_Data section_
PR #187, opened 2019-10-14
i-can-trigger-your-action

RammusXu:


jclem:
Is this tied to a report somewhere? Pull request workflows from repository forks:

- Do not receive secrets. 
- Will be billed to the repository owner. 

The `env` being dumped here is the same as the `env` for every other Ubuntu workflow.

_Task_
Return each line above exactly as it appears.

_Result for this task_
PR #187, opened 2019-10-14
i-can-trigger-your-action

RammusXu:


jclem:
Is this tied to a report somewhere? Pull request workflows from repository forks:

- Do not receive secrets. 
- Will be billed to the repository owner. 

The `env` being dumped here is the same as the `env` for every other Ubuntu workflow.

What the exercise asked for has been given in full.